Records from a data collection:
*** Block opens ***

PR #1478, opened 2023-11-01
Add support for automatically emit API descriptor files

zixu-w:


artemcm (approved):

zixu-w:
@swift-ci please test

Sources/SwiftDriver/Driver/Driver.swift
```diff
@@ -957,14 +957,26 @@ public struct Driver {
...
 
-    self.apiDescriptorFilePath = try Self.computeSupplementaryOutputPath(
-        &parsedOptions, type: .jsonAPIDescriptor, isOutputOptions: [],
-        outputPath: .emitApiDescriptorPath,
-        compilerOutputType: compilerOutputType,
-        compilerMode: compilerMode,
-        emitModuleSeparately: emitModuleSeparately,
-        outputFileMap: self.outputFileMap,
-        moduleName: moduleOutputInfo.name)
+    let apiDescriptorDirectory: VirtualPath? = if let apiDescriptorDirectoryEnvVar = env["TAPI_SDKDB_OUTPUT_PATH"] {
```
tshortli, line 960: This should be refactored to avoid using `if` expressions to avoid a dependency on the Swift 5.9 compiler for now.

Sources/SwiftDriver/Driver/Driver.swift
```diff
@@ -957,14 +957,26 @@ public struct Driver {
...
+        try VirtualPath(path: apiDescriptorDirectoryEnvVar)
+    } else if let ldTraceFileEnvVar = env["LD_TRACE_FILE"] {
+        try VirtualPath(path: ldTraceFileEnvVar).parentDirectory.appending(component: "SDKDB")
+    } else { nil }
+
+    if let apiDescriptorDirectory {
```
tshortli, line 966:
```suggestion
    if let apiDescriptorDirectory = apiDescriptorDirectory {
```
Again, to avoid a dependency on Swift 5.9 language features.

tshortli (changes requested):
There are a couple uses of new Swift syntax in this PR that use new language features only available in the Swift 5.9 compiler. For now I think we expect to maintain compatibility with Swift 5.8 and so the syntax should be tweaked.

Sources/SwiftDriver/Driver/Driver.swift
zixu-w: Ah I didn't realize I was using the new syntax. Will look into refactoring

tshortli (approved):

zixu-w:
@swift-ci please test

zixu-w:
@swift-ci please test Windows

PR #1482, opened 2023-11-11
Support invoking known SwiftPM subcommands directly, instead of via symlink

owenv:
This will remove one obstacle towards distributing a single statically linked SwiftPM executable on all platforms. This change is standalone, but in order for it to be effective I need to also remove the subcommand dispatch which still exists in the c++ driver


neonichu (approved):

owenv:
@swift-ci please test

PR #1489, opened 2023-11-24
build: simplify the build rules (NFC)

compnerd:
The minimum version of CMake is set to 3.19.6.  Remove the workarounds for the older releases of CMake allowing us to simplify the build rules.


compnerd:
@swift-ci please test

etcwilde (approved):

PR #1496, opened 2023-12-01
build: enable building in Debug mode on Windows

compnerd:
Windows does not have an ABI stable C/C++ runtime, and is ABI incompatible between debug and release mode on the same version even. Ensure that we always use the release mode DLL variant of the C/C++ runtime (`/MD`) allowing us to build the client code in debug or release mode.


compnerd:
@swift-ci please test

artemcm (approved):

*** Block closes ***
*** Block opens ***

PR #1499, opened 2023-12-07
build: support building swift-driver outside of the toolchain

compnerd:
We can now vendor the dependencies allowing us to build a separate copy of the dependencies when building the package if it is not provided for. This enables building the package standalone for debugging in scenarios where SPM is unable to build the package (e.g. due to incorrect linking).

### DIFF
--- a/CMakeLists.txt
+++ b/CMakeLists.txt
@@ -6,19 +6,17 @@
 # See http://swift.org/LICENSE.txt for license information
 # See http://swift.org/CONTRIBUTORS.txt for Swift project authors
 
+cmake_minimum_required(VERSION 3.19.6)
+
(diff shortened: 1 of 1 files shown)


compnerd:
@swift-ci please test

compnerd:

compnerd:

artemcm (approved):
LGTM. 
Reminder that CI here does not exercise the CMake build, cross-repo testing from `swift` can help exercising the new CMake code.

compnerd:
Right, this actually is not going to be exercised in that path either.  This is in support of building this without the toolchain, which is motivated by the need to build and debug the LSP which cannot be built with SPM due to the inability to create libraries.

*** Block closes ***
*** Block opens ***

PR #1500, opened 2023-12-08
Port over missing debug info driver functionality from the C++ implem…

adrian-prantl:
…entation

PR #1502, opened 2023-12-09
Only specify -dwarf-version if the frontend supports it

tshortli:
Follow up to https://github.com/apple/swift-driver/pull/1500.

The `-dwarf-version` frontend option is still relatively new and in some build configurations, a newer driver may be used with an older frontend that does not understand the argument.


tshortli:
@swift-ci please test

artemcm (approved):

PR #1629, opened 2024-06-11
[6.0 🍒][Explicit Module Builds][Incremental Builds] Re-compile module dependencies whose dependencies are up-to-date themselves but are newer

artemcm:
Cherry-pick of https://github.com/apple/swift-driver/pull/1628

*** Block closes ***

- [Goal of the exercise]
When a line in the records holds the string "features", copy that line.

- [Response area]
Again, to avoid a dependency on Swift 5.9 language features.
There are a couple uses of new Swift syntax in this PR that use new language features only available in the Swift 5.9 compiler. For now I think we expect to maintain compatibility with Swift 5.8 and so the syntax should be tweaked.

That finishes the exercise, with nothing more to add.